Especially convenient for Bayesians $\pi(\theta) \propto \mathrm{prior}(\theta) \times \mathrm{Likelihood}(\theta)$ but also useful for frequentists working on latent class models with SEM based algorithms.

• Unleashed Bayesian modelers tend to develop adhoc complex models but at the same time wish to rely effortlessly on available inference toolboxes.

• Common softwares’ (BUGS, JAGS etc.) capabilities become rapidly saturated and the MCMC burn-in and cruising phases may take an unacceptably long while (because standard MCMC provide strongly correlated visits of the target distribution) : need for efficient algorithms (with less correlated trajectories such as the ones obtained from Piecewise Deterministic Markov Processes) as well as quick inference (recourse to C++).

• A new class of gradient-based MC algorithms is becoming incredibly fashionable in many domains of Applied Stats.

• Stan is a well documented statistical language, supported by many big names of the statistical community .

A word of warning:

He who loves practice without theory is like the sailor who boards ship without a rudder and compass and never knows where he may be cast, L. Da Vinci

…, although most friends of mine (with the exception of some Britons, maybe) would go and sail, blindly relying on modern GPS.

# Trying to see farther by standing on giants’shoulders:

Much of the following material has been stolen from:

# Hamiltonian Agenda

• Part 1 : a bit of theory

1. At the beginning was Physics: Hamiltonian dynamics

2. From Physics to Maths: Hamiltonian properties

3. From Maths to Stats: Hamiltonian MCMC

• Part 2 : How to launch and run Stan (on a cherry tree)

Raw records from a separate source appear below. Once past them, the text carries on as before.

PR #5842, opened 2016-04-25
Replace "findup" with "find-up"

Turbo87:
"find-up" by @sindresorhus seems to be better maintained and is more commonly used. also "findup" bundles a CLI tool which we don't use, but we still need to pay the cost for downloading their CLI dependencies.


rwjblue:
Seems good to me

Turbo87:
@homu r+

PR #5847, opened 2016-04-25
tests/errors/silent: Move deprecated require() call into test

Turbo87:
This moves the deprecation warning output closer to the corresponding test.

### DIFF
--- a/tests/unit/errors/silent-test.js
+++ b/tests/unit/errors/silent-test.js
@@ -1,11 +1,11 @@
 'use strict';
 
 var SilentError    = require('silent-error');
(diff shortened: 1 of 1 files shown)


rwjblue:
👍

rwjblue:
It would also be possible to allow customizing https://github.com/ember-cli/ember-cli/blob/master/lib/utilities/deprecate.js#L5-L9 from the test (to avoid the console output).

Turbo87:
@rwjblue yeah, I thought about it, but decided it wasn't worth the effort for something that will probably be removed soon anyway

Turbo87:
@homu r+

PR #5851, opened 2016-04-27
Fix "find-up" return value handling

Turbo87:
#5842 unfortunately broke some code because it returns `null` if a file was not found instead of throwing an error like before. This PR adjusts the surrounding code to that changed behavior.

Unfortunately testing this is rather hard since we run our test suite inside the `ember-cli` folder which itself has a `package.json` file. That is also the reason why this bug wasn't caught by our current test suite.

/cc @nathanhammond

### DIFF
--- a/lib/models/addon-discovery.js
+++ b/lib/models/addon-discovery.js
@@ -133,7 +133,11 @@ var AddonDiscovery = CoreObject.extend({
 
       var entryModulePath = resolve.sync(packageName, { basedir: root });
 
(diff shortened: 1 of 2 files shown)


nathanhammond:
I really, really want to find a way to test this. Does something like `process.chdir('..')` allow us to do a smoke test?

nathanhammond:
I'm going to open an issue to track testing this and approve since canary is broken.

nathanhammond:
@homu r+

PR #5859, opened 2016-04-28
[BUGFIX beta] Bump Ember & Ember Data version to 2.6.0-beta

rwjblue:


Turbo87:
I thought we decided to stay on the stable versions?

rwjblue:
I discussed with @stefanpenner a few days ago about it. It is possible that I misunderstood, but since ember-cli@2.6.0 will install ember@2.6.0 it seems reasonable that using the betas of ember-cli@2.6 would also use the beta versions of Ember.

Turbo87:
does that mean that our canary should also use ember canary?

rwjblue:
In theory yes, but Ember canary is a bit too unstable at the moment (due to all the work being done on glimmer2) so I think we should stick to tagged releases.

Turbo87:
shouldn't this PR target `ember-cli:beta`?

rwjblue:
@Turbo87 - All changes to beta go through master first.

Turbo87:
hmm okay... the way I've usually worked in most other projects is regularly merging `release/stable/beta` back into `master` to prevent them from falling out of sync. any advantages/disadvantages I should be aware of?

rwjblue:
@Turbo87 - Due to our train model where all changes flow from canary down into the final release, we need to ensure that changes also follow the same pattern. In this case, I made a mistake when doing the initial 2.6.0-beta.1 release as these changes should have been included there to begin with (and no cherry-picking or merging would have been needed).  In most other cases, we want the fixes to land on canary so they can be tested by those brave souls running canary before rolling things into beta or release branches.

rwjblue:
I'm happy to discuss a different pattern for doing these sorts of things going forward, but I'd like to land this for now....

rwjblue:
@homu r+

Turbo87:
> I'm happy to discuss a different pattern for doing these sorts of things going forward, but I'd like to land this for now....

sure, I didn't intend to block this. was just curious :)

PR #7077, opened 2017-06-01
Add reasonable uglify-js options.

rwjblue:
These options should always have been specified, and are good defaults.

I could have sworn that these defaults were already present, but I could not find them in this repo, in ember-cli-uglify repo, or the broccoli-uglify-sourcemap repo...

### DIFF
--- a/lib/broccoli/ember-app.js
+++ b/lib/broccoli/ember-app.js
@@ -233,6 +233,18 @@ class EmberApp {
       },
       minifyJS: {
         enabled: this.isProduction,
+        options: {
+          compress: {
+            // this is adversely affects heuristics for IIFE eval
+            'negate_iife': false,
+            // limit sequences because of memory issues during parsing
+            sequences: 30,
+          },
+          output: {
+            // no difference in size and much easier to debug
+            semicolons: false,
+          },
+        },
       },
       outputPaths: {
         app: {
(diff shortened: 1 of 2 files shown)


krisselden:
@rwjblue should we not deep merge?

rwjblue:
@krisselden - We do merge deeply via `lodash.defaultsDeep` [here](https://github.com/ember-cli/ember-cli/blob/5d6a29aa821f307b74e13cddc23c6fd76ef88e58/lib/broccoli/ember-app.js#L284).

stefanpenner:
@rwjblue `[BUGFIX release]` ?

rwjblue:
This targets beta at the moment. I'm fine with release also, can update the PR target in the morning.

stefanpenner:
> This targets beta at the moment. I'm fine with release also, can update the PR target in the morning.

seems likely good to get this out asap IMHO.

rwjblue:
retargeted and rebased

stefanpenner:
:shipit:

cibernox:
Out of curiosity, how does this affect performance?

stefanpenner:
@cibernox what performance are you curious about build/runtime?

cibernox:
Precisely. This is tagged as performance but it's not clear to me to which one it refers. I assume it refers to some sort IIF optimization, and I'm curious to read more about that.

stefanpenner:
@cibernox TL;DR

* uglify stripped the leading `(` here  `define('asdf',[], (function() { } ))`, preventing https://www.npmjs.com/package/ember-cli-optimize from working

krisselden:
@cibernox negate_iife hurts the performance at runtime of parsing IIFE to save one character.  Turning statements into sequences, like a series of define() statements is also costly at parsing, but @rwjblue would have needed to set it to sequences: false or 0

• Part 3 : Going further with Stan

# Physics

## Gravity : Newton ’s falling apple

With the dot notation for derivatives:

\begin{align} \vec{f} & =m\vec{\gamma}\\ mg & =m\ddot{x}\\ mg\dot{x} & =m\ddot{x}\dot{x}\\ 0 & =\frac{d}{dt}(-mgx+\frac{1}{2}mv^{2}) \end{align}

$\underset{\text{Energy}}{\underbrace{H(v,x)}}=\underset{\text{Potential}% }{\underbrace{U(x)}}+\underset{\text{Cinetic}}{\underbrace{K(v)}}$

## Coiled spring : oscillations

\begin{align*} f & =m\gamma\\ -kx & =m\ddot{x}\\ -kx\dot{x} & =m\ddot{x}\dot{x}\\ 0 & =\frac{d}{dt}(\frac{1}{2}mx^{2}+\frac{1}{2}mv^{2}) \end{align*}

$\underset{\text{Energy}}{\underbrace{H(v,x)}}=\underset{\text{Potential}% }{\underbrace{U(x)}}+\underset{\text{Cinetic}}{\underbrace{K(v)}}$

## More complex systems in physics obbey Hamilton equations

Usually, the total energy is written as:

$\underset{\text{Energy}}{\underbrace{H(q,p)}}=\underset{\text{Potential}% }{\underbrace{U(q)}}+\underset{\text{Cinetic}}{\underbrace{K(p)}}$

$$p$$ : generalized momentum vector $$\in\mathbb{R}^{d}$$

$$q$$ : generalized position vector $$\in\mathbb{R}^{d}$$

\begin{align} \frac{dq}{dt} & =\frac{\partial H(q,p)}{\partial p}\\ \frac{dp}{dt} & =-\frac{\partial H(q,p)}{\partial q} \end{align}

# From Physics to Maths: Hamiltonian properties

What are the properties of a function $$H(p,q)$$… such that:

\begin{align*} \frac{dq}{dt} & =\frac{\partial H(q,p)}{\partial p}\\ \frac{dp}{dt} & =-\frac{\partial H(q,p)}{\partial q}% \end{align*}

More globally, in just a single equation:

$\frac{dz}{dt}=J\times\nabla H$

with $$z=\left(\begin{array}[c]{c} q\\ p \end{array} \right)$$, $$J=\left(\begin{array}[c]{cc} 0_{d\times d} & 1_{d\times d}\\ -1_{d\times d} & 0_{d\times d} \end{array} \right)$$

## Hamiltonian property 1 : Reversibility

The mapping $$\mathcal{T}_{s}$$ : $$\left( t,\left( \begin{array}[c]{c} q(t)\\ p(t) \end{array} \right) \right) \longmapsto\left( t+s,\left( \begin{array}[c]{c} q(t+s)\\ p(t+s) \end{array}\right)\right)$$ is one-to-one, thus reversible.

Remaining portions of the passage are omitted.